#### REQUIRED WORK:
Report each line of the data below in which "permission" appears.

** GIVEN INFORMATION follows **

PR #603, opened 2026-03-21
Add ControllerGetNodeInfo RPC (alpha)

huww98:
**What type of PR is this?**

/kind feature

See KEP-6011: CSI ControllerGetNodeInfo for details

Fixes #

```release-note
Add ControllerGetNodeInfo RPC and corresponding new field in NodeGetInfo (alpha)
```

### DIFF
--- a/spec.md
+++ b/spec.md
@@ -453,11 +453,6 @@ service Node {
 
   rpc NodeGetInfo (NodeGetInfoRequest)
     returns (NodeGetInfoResponse) {}
-
-  rpc NodeGetID (NodeGetIDRequest)
-    returns (NodeGetIDResponse) {
-        option (alpha_method) = true;
-    }
 }
 ```
 
@@ -1731,7 +1726,7 @@ This is useful when the node side plugin cannot or should not access cloud APIs 
 
 If the SP also supports `PUBLISH_UNPUBLISH_VOLUME` controller capability, the CO MAY call this RPC to dynamically update `max_volumes_per_node` when volume attachment fails with `RESOURCE_EXHAUSTED`.
 
-The CO SHOULD call this RPC after obtaining the node ID via `NodeGetID`.
+The CO SHOULD call this RPC after obtaining the node ID via `NodeGetInfo`.
 
 The SP returns the maximum number of volumes that can be published to the node.
 The SP calculates this limit based on the instance type's attachment limit, accounting for non-volume resources that consume attachment slots (e.g., network interfaces on some instance types).
@@ -1751,8 +1746,7 @@ The CO MAY call this RPC multiple times for the same node.
 message ControllerGetNodeInfoRequest {
   // The identifier of the node as understood by the SP.
   // This field is REQUIRED.
-  // This field MUST match the node_id returned by `NodeGetInfo` or
-  // `NodeGetID`.
+  // This field MUST match the node_id returned by `NodeGetInfo`.
   // This field overrides the general CSI size limit.
   // The size of this field SHALL NOT exceed 256 bytes.
   string node_id = 1;
@@ -2877,14 +2871,15 @@ message NodeServiceCapability {
       // or node publish RPC calls.
       VOLUME_MOUNT_GROUP = 6;
 
-      // Indicates the SP supports the NodeGetID RPC.
-      // This enables COs to fetch only the node identifier from
-      // the node side without requiring cloud API credentials.
-      // The topology and capacity information can then be fetched
-      // via ControllerGetNodeInfo.
-      // If the SP supports GET_ID, it MUST also support
-      // GET_NODE_INFO controller capability.
-      GET_ID = 7 [(alpha_enum_value) = true];
+      // Indicates the SP supports the controller_get_node_info field
+      // in NodeGetInfoRequest. When the CO sets that field, the SP MAY
+      // omit accessible_topology and max_volumes_per_node from
+      // NodeGetInfoResponse and return only node_id, which the node
+      // side can obtain without cloud API credentials; the CO then
+      // fetches topology and capacity via ControllerGetNodeInfo.
+      // If the SP supports NODE_INFO_FROM_CONTROLLER, it MUST also
+      // support the GET_NODE_INFO controller capability.
+      NODE_INFO_FROM_CONTROLLER = 7 [(alpha_enum_value) = true];
     }
 
     Type type = 1;
@@ -2910,8 +2905,21 @@ The CO MAY call this RPC more than once for a given node.
 The SP SHALL NOT expect the CO to call this RPC more than once.
 The result of this call will be used by CO in `ControllerPublishVolume`.
 
+If the SP has the `NODE_INFO_FROM_CONTROLLER` node capability, the CO MAY set the `controller_get_node_info` field in the request.
+When set, the SP MAY omit `accessible_topology` and `max_volumes_per_node` from the response and return only `node_id`, which the node side can obtain without cloud API credentials (e.g., from local instance metadata).
+The CO obtains topology and capacity via `ControllerGetNodeInfo` instead, and MUST NOT consume `accessible_topology` or `max_volumes_per_node` from the response.
+
 ```protobuf
 message NodeGetInfoRequest {
+  // When true, the CO will obtain accessible_topology and
+  // max_volumes_per_node from ControllerGetNodeInfo. The SP MAY omit
+  // those two fields from NodeGetInfoResponse and return only node_id.
+  // The CO MUST NOT consume accessible_topology or max_volumes_per_node
+  // from a response to a request with this field set.
+  // The CO MUST NOT set this field to true unless the SP has the
+  // NODE_INFO_FROM_CONTROLLER node capability.
+  // This field is OPTIONAL.
+  bool controller_get_node_info = 1 [(alpha_field) = true];
 }
 
 message NodeGetInfoResponse {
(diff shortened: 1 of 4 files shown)


jdef:
There's a lot of k8s stuff in this PR desc, probably better suited for a
KEP that this PR might reference. This (CSI spec) is not a subproject of
k8s, it's CO agnostic, or at least it tries to be. Appreciate the context
though.

Reading this through it's not immediately clear to me why this isn't
solveable some other way- what alternatives were considered and why were
they not sufficient?

James DeFelice

huww98:
> There's a lot of k8s stuff in this PR desc, probably better suited for a
KEP that this PR might reference.

Yes, I will propose this to Kubernetes if it looks fine on the CSI side.
I provide them here for additional context.

> what alternatives were considered and why were
they not sufficient?

There are not many alternatives actually.

The instance metadata service (e.g., http://169.254.169.254 or http://100.100.100.200) typically only provides basic info like instance-id and zone. It does not provide disk attachment limits or supported disk categories, which require cloud API calls.

The information required by NodeGetInfo is not fetchable from node with the security requirement. We have considered adding a new private CRD and a new controller in Kubernetes. The controller watches for new node, fetches the required info and store them in a CR, then node watches for the CR to get the info. But this still have major drawbacks:
* The permission to invoke Cloud API is replaced with a service account with CR read permission, which does not fundamentally solve the security issue.
* Requires more network roundtrips
   * This proposal: Cloud -> csi-controller -> external-attacher -> APIServer(CSINode) -> scheduler
   * With CRD: Cloud -> new controller -> APIServer(CR) -> csi-node -> kubelet -> APIServer(CSINode) -> scheduler
* Even harder considering the new capability to fetch max_volumes_per_node immediately after publish failure. Will need some way for node to tell controller to do an update immediately, which requires write permission, making things even worse.
* This is Kubernetes specific, not resolving the security requirement for other CO.

The core insight is: `max_volumes_per_node` and `accessible_topology` is consumed by scheduler, not node. So this piece of infomation should not appear on node for optimal security, hence this proposal.

bswartz:
I don't see any point to the `NodeGetID` RPC. `NodeGetInfo` already returns a superset of the information.

huww98:
I design `NodeGetID` as a per-node switch for this feature, so that we can upgrade controller first, then upgrade nodes gradually: if node reports GET_ID cap, we go for the new workflow, otherwise we go for the old flow. We can also safely install new CSI driver (with new sidecars) in old Kubernetes cluster this way: old kubelet don't call NodeGetID, then new sidecar should not call ControllerGetNodeInfo, even if both sidecar and CSI driver support this.

As just discussed in the meeting, an operator may choose to remove credential from node side, so that NodeGetInfo can no longer retrieve topology info. I think it would be better for SP to fail NodeGetInfo instead of returning incomplete info.

Alternative: Adding a new field in NodeGetInfoResponse (say `incomplete`) as the switch stated above. But for old CO (kubelet) that don't understand this field, it may silently accept the incomplete topology or capacity, leading to confusing scheduling result. Also we may need to consider what to do if node and controller returns conflicting topology.

For the periodical update scalability issue, I take the number from https://kubernetes.io/docs/setup/best-practices/cluster-large/:
> No more than 150,000 total pods
> No more than 300,000 total containers

if every container have a volume, we can have 300,000 volumes in the cluster (we didn't tested this large scale). Our DescribeDisks API call can return at most 500 disks per-call. The default rate limit is 1000/60s in a region. So we can actually finish the query of the whole cluster in less than 1 min. So I think this is fine.

I can see that it could be hard for SPs that want to determine topology at controller side but capacity from node side. But I haven't come up with a better idea though.

torredil:
@huww98 This has a merge conflict now, please rebase when you get a chance. Feel free to ping when its updated and reviewable.

spec.md
```diff
@@ -1712,6 +1717,92 @@ message ControllerModifyVolumeResponse {
...
+  // calculating available slots.
+  //
+  // The CO MUST NOT use these volume IDs for any purpose other than
+  // slot accounting. In particular, the CO MUST NOT attempt to
+  // unpublish or otherwise operate on volumes it did not publish.
+  repeated string published_volume_ids = 3;
+}
+```
+
+##### ControllerGetNodeInfo Errors
```
torredil: Should we have an error for invalid argument? perhaps somehow when the node id mismatch similar to GetVolumeGroupSnapshot Errors.

spec.md
```diff
@@ -1712,6 +1717,92 @@ message ControllerModifyVolumeResponse {
...
+#### `ControllerGetNodeInfo`
+
+A Controller Plugin MUST implement this RPC call if it has `GET_NODE_INFO` controller capability.
+
+This RPC allows the CO to fetch node information (topology, published volumes, and maximum attachable volumes) from the controller side.
+This is useful when the node side plugin cannot or should not access cloud APIs to retrieve this information (e.g., for security reasons where cloud API credentials should not be distributed to nodes).
+
+If the SP also supports `PUBLISH_UNPUBLISH_VOLUME` controller capability, the CO MAY call this RPC to dynamically update `max_volumes_per_node` when volume attachment fails with `RESOURCE_EXHAUSTED`.
+
+The CO SHOULD call this RPC after obtaining the node ID via `NodeGetInfo`.
```
torredil: (the wording here is too relaxed). I think it would be clearer to explicitly state that when the controllergetnodeinfo capability is advertised,  the CO MUST call ControllerGetNodeInfo before using the node information for scheduling or publishing.

spec.md
```diff
@@ -1712,6 +1717,92 @@ message ControllerModifyVolumeResponse {
...
+
+The SP returns the maximum number of volumes that can be published to the node.
+The SP calculates this limit based on the instance type's attachment limit, accounting for non-volume resources that consume attachment slots (e.g., network interfaces on some instance types).
+
+The SP MAY also return the list of volume IDs that are currently published to the node according to the cloud provider's API. These volumes may not be published by CO, but still occupy slots reported by `max_volumes_per_node`.
```
torredil, line 1734: np: there should only be one sentence per line (same for line 1738 below): https://github.com/container-storage-interface/spec/blob/master/CONTRIBUTING.md#markdown-style.

spec.md
```diff
@@ -1712,6 +1717,92 @@ message ControllerModifyVolumeResponse {
...
+The CO SHALL combine these volumes with its own records (deduplicating as needed) when calculating available slots.
+The CO MUST NOT use these volume IDs for any purpose other than slot accounting. In particular, the CO MUST NOT attempt to unpublish or otherwise operate on volumes it did not publish.
+
+If the SP cannot or chooses not to return this list, the SP SHOULD account for non-CSI volumes when calculating `max_volumes_per_node`.
+
+This operation MUST be idempotent.
+The CO MAY call this RPC multiple times for the same node.
+
+```protobuf
+message ControllerGetNodeInfoRequest {
```
torredil, line 1746: This RPC is alpha, its missing the `option (alpha_message) = true;` label:

```suggestion
message ControllerGetNodeInfoRequest {
  option (alpha_message) = true;

```

(same thing for `ControllerGetNodeInfoResponse`).

spec.md
```diff
@@ -1712,6 +1717,92 @@ message ControllerModifyVolumeResponse {
...
 | Volume does not exist | 5 NOT_FOUND | Indicates that a volume corresponding to the specified volume_id does not exist. | Caller MUST verify that the volume_id is correct and that the volume is accessible and has not been deleted before retrying with exponential back off. |
 
+#### `ControllerGetNodeInfo`
+
+A Controller Plugin MUST implement this RPC call if it has `GET_NODE_INFO` controller capability.
+
+This RPC allows the CO to fetch node information (topology, published volumes, and maximum attachable volumes) from the controller side.
+This is useful when the node side plugin cannot or should not access cloud APIs to retrieve this information (e.g., for security reasons where cloud API credentials should not be distributed to nodes).
+
+If the SP also supports `PUBLISH_UNPUBLISH_VOLUME` controller capability, the CO MAY call this RPC to dynamically update `max_volumes_per_node` when volume attachment fails with `RESOURCE_EXHAUSTED`.
```
torredil: if the CO didn't set `controller_get_node_info` for this node it already has `max_volumes_per_node` from `NodeGetInfo`, so this gives it a second source with nothing saying which one wins. I think this should be limited to nodes where the flag was set:

```suggestion
The CO MUST NOT call this RPC for a node unless it set `controller_get_node_info` in the `NodeGetInfoRequest` for that node.
If the SP also supports `PUBLISH_UNPUBLISH_VOLUME` controller capability, the CO MAY call this RPC to dynamically update `max_volumes_per_node` when volume attachment fails with `RESOURCE_EXHAUSTED`.
```

spec.md
```diff
@@ -1712,6 +1717,92 @@ message ControllerModifyVolumeResponse {
...
+  // no topological constraints declared for V.
+  //
+  // Example 1:
+  //   accessible_topology =
+  //     {"region": "R1", "zone": "Z2"}
+  // Indicates the node exists within the "region" "R1" and the "zone"
+  // "Z2".
+  Topology accessible_topology = 2;
+
+  // The volume IDs that are currently published to this node.
```
torredil, line 1782: If these aren't the same `volume_id` the CO used in `ControllerPublishVolume` it won't be able to tell which of these volumes are its own and will treat all of them as non-CSI:

```suggestion
  // The volume IDs that are currently published to this node, as of
  // the time of this call. For volumes published by the CO this MUST
  // be the same volume_id used in ControllerPublishVolume.
```

torredil (commented):
Largely lgtm, will take another look after its rebased.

** End of GIVEN INFORMATION **

#### FINAL ANSWER:
* The permission to invoke Cloud API is replaced with a service account with CR read permission, which does not fundamentally solve the security issue.
* Even harder considering the new capability to fetch max_volumes_per_node immediately after publish failure. Will need some way for node to tell controller to do an update immediately, which requires write permission, making things even worse.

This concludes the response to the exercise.